Filter the records below for the word "would". Keep each line that has it.

## Task inputs
______
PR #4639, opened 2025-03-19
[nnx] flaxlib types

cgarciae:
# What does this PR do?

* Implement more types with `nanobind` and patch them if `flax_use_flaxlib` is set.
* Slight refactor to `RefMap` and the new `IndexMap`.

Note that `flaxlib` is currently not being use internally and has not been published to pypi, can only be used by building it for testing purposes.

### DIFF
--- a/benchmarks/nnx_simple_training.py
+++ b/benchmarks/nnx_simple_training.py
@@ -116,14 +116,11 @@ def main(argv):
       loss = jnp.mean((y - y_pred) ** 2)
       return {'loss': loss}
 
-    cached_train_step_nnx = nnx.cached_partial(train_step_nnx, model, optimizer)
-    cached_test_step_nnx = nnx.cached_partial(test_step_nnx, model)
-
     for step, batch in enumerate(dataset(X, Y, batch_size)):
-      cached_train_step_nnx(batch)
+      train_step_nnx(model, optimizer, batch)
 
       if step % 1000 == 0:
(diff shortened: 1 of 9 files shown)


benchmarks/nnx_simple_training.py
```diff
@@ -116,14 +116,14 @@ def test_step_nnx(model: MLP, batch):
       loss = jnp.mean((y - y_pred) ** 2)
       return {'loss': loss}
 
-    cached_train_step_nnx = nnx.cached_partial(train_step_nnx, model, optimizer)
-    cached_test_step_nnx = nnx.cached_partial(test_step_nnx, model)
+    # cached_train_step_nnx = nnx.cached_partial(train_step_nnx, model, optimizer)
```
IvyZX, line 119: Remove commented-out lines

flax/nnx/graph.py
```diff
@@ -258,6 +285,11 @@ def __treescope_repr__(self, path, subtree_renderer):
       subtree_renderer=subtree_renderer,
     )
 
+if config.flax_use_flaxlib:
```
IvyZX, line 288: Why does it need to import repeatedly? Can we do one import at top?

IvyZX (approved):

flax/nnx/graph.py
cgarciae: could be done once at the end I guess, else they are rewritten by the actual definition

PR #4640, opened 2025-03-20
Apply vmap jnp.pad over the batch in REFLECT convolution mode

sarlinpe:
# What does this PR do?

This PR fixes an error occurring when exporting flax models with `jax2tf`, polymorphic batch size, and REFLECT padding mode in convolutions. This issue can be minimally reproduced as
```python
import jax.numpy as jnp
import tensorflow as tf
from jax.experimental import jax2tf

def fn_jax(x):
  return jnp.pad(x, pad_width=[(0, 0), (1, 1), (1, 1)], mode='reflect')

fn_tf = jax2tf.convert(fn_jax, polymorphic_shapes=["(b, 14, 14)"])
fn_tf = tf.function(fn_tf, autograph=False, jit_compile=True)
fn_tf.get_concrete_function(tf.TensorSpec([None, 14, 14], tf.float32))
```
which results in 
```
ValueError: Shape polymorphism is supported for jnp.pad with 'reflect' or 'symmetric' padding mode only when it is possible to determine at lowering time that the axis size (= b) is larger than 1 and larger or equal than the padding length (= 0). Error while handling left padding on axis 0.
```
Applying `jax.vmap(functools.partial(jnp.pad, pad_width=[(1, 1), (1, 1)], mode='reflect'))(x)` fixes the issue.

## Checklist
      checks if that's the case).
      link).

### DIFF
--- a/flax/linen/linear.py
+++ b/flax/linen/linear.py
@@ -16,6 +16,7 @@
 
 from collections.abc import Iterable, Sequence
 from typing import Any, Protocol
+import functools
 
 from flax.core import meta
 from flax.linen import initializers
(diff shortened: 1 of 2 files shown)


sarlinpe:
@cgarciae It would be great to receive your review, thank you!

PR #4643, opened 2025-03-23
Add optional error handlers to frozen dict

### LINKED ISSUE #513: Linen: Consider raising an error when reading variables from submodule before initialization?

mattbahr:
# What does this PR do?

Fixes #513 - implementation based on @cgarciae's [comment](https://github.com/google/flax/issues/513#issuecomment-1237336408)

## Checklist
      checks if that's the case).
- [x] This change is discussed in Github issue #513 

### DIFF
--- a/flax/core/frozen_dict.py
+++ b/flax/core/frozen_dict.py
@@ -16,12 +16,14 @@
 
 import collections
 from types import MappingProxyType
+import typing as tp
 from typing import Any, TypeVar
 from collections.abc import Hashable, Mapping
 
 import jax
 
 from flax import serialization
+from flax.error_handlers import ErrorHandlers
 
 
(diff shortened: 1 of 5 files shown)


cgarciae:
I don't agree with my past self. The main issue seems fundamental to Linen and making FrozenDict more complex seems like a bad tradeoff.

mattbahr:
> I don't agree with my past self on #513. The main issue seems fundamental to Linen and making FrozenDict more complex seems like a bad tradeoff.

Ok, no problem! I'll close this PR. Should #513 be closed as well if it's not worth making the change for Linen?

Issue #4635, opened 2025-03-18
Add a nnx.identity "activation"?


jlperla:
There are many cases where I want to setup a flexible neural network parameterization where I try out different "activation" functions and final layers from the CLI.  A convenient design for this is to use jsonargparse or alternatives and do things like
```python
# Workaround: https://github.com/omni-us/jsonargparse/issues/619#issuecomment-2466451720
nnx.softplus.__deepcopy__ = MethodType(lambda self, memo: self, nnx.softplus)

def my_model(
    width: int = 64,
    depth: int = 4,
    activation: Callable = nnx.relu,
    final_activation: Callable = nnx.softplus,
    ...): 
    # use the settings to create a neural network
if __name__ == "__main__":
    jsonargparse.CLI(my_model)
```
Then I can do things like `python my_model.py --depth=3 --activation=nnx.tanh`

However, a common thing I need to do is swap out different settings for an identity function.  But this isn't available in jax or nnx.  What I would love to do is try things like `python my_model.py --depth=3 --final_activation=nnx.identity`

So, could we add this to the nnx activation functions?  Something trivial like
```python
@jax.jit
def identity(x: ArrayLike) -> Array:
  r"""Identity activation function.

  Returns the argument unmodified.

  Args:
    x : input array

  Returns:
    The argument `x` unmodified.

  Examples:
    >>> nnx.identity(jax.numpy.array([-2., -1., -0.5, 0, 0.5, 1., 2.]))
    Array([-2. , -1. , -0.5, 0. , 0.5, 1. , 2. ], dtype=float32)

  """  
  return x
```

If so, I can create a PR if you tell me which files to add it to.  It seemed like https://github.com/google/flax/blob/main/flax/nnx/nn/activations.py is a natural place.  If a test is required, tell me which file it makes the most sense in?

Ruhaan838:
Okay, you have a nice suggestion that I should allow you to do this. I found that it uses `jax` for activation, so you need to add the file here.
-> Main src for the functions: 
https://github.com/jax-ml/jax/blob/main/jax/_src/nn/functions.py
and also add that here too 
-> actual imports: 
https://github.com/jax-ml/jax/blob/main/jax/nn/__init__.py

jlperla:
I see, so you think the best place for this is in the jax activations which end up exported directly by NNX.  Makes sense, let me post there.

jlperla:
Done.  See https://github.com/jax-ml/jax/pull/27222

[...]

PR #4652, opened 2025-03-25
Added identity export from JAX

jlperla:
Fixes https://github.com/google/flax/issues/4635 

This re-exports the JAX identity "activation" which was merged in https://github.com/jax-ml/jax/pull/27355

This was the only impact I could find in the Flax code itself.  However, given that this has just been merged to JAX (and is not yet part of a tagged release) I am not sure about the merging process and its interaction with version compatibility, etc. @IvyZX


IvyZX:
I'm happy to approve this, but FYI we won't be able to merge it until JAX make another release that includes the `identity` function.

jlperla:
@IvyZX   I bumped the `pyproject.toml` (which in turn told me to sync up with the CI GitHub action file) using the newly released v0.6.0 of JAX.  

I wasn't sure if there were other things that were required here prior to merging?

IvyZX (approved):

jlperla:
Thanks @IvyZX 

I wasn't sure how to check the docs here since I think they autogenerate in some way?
______
## Answer to the exercise
@cgarciae It would be great to receive your review, thank you!
However, a common thing I need to do is swap out different settings for an identity function.  But this isn't available in jax or nnx.  What I would love to do is try things like `python my_model.py --depth=3 --final_activation=nnx.identity`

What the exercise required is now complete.